Organizing work as outlined in the Data Grants proposal to ThankARB and the ARB DAO in Q4 of 2023
Apache License 2.0
3 stars 1 forks source link

Arbitrum On-Chain Behavior Segmentation #21

Closed omnianalytics closed 6 months ago

omnianalytics commented 7 months ago

Objective: The ability to observe, track and categorize on-chain behavior would aid the Arbitrum eco-system in knowing who and how users are engaging with the blockchain. This insight could help shape the feature road map, tailoring the L2 chain’s development towards the actual users of the chain. Whether it be gaming or DeFi or payments; having an in-depth segmentation of the user behavior on chain would enable data driven research, development and production.

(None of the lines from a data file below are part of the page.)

PR #527, opened 2024-05-19
Fix TrimLeadingZeros

Shane32:
Bug crashes QR code generation for text "this is a test" with ECC level M.


QRCoder/QRCodeGenerator.cs
```diff
@@ -371,7 +371,7 @@ void WriteEccLevelAndVersion()
 #endif
         private static void TrimLeadingZeros(BitArray fStrEcc, ref int index, ref int count)
         {
-            while (!fStrEcc[index])
+            while (count > 0 && !fStrEcc[index])
```
Shane32, line 374: Bug occurs when all 15 bits are zero.

PR #531, opened 2024-05-19
Change MaskPattern.Patterns to a list

Shane32:
This code changes `MaskPattern.Patterns` to a list instead of a dictionary to hopefully make some code easier to understand.

### Existing code

The index is stored zero-based within the QR code, and I was confused by this code here:

https://github.com/codebude/QRCoder/blob/14a83f2e1c2d946e54db72cd91f3e420630e1f71/QRCoder/QRCodeGenerator.ModulePlacer.cs#L130

followed by

https://github.com/codebude/QRCoder/blob/14a83f2e1c2d946e54db72cd91f3e420630e1f71/QRCoder/QRCodeGenerator.ModulePlacer.cs#L163

and 

https://github.com/codebude/QRCoder/blob/14a83f2e1c2d946e54db72cd91f3e420630e1f71/QRCoder/QRCodeGenerator.ModulePlacer.cs#L175-L176

which is actually correct because of 

https://github.com/codebude/QRCoder/blob/14a83f2e1c2d946e54db72cd91f3e420630e1f71/QRCoder/QRCodeGenerator.ModulePlacer.cs#L185

So since the dictionary is unnecessary, I converted it to a list.  It should be faster too but I didn't check.

### New code

Now we start with this:

https://github.com/codebude/QRCoder/blob/d48a2fb2d2b95fce2cdd35dfacdff68544e60c61/QRCoder/QRCodeGenerator.ModulePlacer.cs#L118-L120

and uses are simple:

https://github.com/codebude/QRCoder/blob/d48a2fb2d2b95fce2cdd35dfacdff68544e60c61/QRCoder/QRCodeGenerator.ModulePlacer.cs#L132

https://github.com/codebude/QRCoder/blob/d48a2fb2d2b95fce2cdd35dfacdff68544e60c61/QRCoder/QRCodeGenerator.ModulePlacer.cs#L165

https://github.com/codebude/QRCoder/blob/d48a2fb2d2b95fce2cdd35dfacdff68544e60c61/QRCoder/QRCodeGenerator.ModulePlacer.cs#L187

### DIFF
--- a/QRCoder/QRCodeGenerator.ModulePlacer.cs
+++ b/QRCoder/QRCodeGenerator.ModulePlacer.cs
@@ -168,20 +168,21 @@ namespace QRCoder
                 }
 
                 // Apply the best mask pattern to the actual QR code.
+                var selectedPatternFunc = MaskPattern.Patterns[selectedPattern.Value];
                 for (var x = 0; x < size; x++)
                 {
                     for (var y = 0; y < x; y++)
                     {
                         if (!IsBlocked(new Rectangle(x, y, 1, 1), blockedModules))
                         {
-                            qrCode.ModuleMatrix[y][x] ^= MaskPattern.Patterns[selectedPattern.Value](x, y);
-                            qrCode.ModuleMatrix[x][y] ^= MaskPattern.Patterns[selectedPattern.Value](y, x);
+                            qrCode.ModuleMatrix[y][x] ^= selectedPatternFunc(x, y);
+                            qrCode.ModuleMatrix[x][y] ^= selectedPatternFunc(y, x);
                         }
                     }
 
                     if (!IsBlocked(new Rectangle(x, x, 1, 1), blockedModules))
                     {
-                        qrCode.ModuleMatrix[x][x] ^= MaskPattern.Patterns[selectedPattern.Value](x, x);
+                        qrCode.ModuleMatrix[x][x] ^= selectedPatternFunc(x, x);
                     }
                 }
                 return selectedPattern.Value;
--- a/QRCoder/QRCodeGenerator.ModulePlacer.cs
+++ b/QRCoder/QRCodeGenerator.ModulePlacer.cs
@@ -115,8 +115,10 @@ namespace QRCoder
 
                 // Temporary QRCodeData object to test different mask patterns without altering the original.
                 var qrTemp = new QRCodeData(version);
-                foreach (var pattern in MaskPattern.Patterns)
+                for (var maskPattern = 0; maskPattern < 8; maskPattern++)
                 {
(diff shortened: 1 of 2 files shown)


Shane32:
I'll need to fix conflicts here

QRCoder/QRCodeGenerator.ModulePlacer.cs
```diff
@@ -160,29 +162,30 @@ public static int MaskCode(QRCodeData qrCode, int version, List<Rectangle> block
...
                     if (!selectedPattern.HasValue || patternScore > score)
                     {
-                        selectedPattern = pattern.Key;
+                        selectedPattern = maskPattern;
                         patternScore = score;
                     }
                 }
 
                 // Apply the best mask pattern to the actual QR code.
+                var selectedPatternFunc = MaskPattern.Patterns[selectedPattern.Value];
```
codebude, line 171: Why `selectedPattern.Value`? Shouldn't simply `selectedPattern` work, too, as selectedPattern should be an int (due to `selectedPattern = maskPattern`)?

QRCoder/QRCodeGenerator.ModulePlacer.cs
```diff
@@ -160,29 +162,30 @@ public static int MaskCode(QRCodeData qrCode, int version, List<Rectangle> block
...
                     }
 
                     if (!IsBlocked(new Rectangle(x, x, 1, 1), blockedModules))
                     {
-                        qrCode.ModuleMatrix[x][x] ^= MaskPattern.Patterns[selectedPattern.Value](x, x);
+                        qrCode.ModuleMatrix[x][x] ^= selectedPatternFunc(x, x);
                     }
                 }
-                return selectedPattern.Value - 1;
+                return selectedPattern.Value;
```
codebude, line 188: Same here. Shouldn't this be `selectedPattern`?

codebude:
Can you also have a look on the merge conflicts?
image

QRCoder/QRCodeGenerator.ModulePlacer.cs
Shane32: it's an `int?` since it's `null` initially.  it will set a value on the first pass through the loop, so it will never be null here.

Shane32: Changed to `int`, by initializing the initial score to `int.MaxValue` so all patterns score better than the variable's initial values

codebude: Sorry, my fault. I was to focused on the diff view and did not check the type of selectedPattern. Then assumed it must be int because maskPattern is of type int.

Data: Arbitrum Blockchain data pre-processed for easier analysis Methodology: Analysts would be required to pull on chain data from each block to create a super set of users on the blockchain. With this set, addresses would then be labelled as either EOAs or contracts. From there, the analyst would choose the segmentation variables which could include variables such as the wallet balance, number of tokens held, number of transactions, the number of other chains they have been active on, the max balance held, largest deposit, etc. These features would be collected and fed into an unsupervised learning algorithm to determine meaningful clusters. It is quite possible for the analysts to take a visual approach and predefine segments based on the findings to ensure the resulting segments have meaningful interpretations. Parallel coordinate plots, mean vectors and frequency tables could then be produced to share with the community the prevalence of each group with the Arbitrum eco-system.

Deliverable: A dataset with wallet addresses that have interacted with the Aribtrum eco-system with their behavioral segments labelled, an analysis of the profiles, their interpretations and incidences, as well as a classification model that can assign a label to a set of wallets for later batch processing.

poupou-web3 commented 7 months ago

Are you asking for labeling any addresses that have used arbitrum? For each address, for example, the name of the protocols they have used the number of transactions, and more quantitative details about those addresses? Do you expect the dataset to also hold transaction and decoded logs? I think it is an enormous and almost retractable task for a 3 weeks sprint.

epowell101 commented 7 months ago

As mentioned in Discord, while this is a lot of work, it also is a lot of value. This sort of data gathering - and analysis - will result in segments of users that can updated over time. Also this work could lead to similar work on other on chain communities as well, including within specific communities on ARB.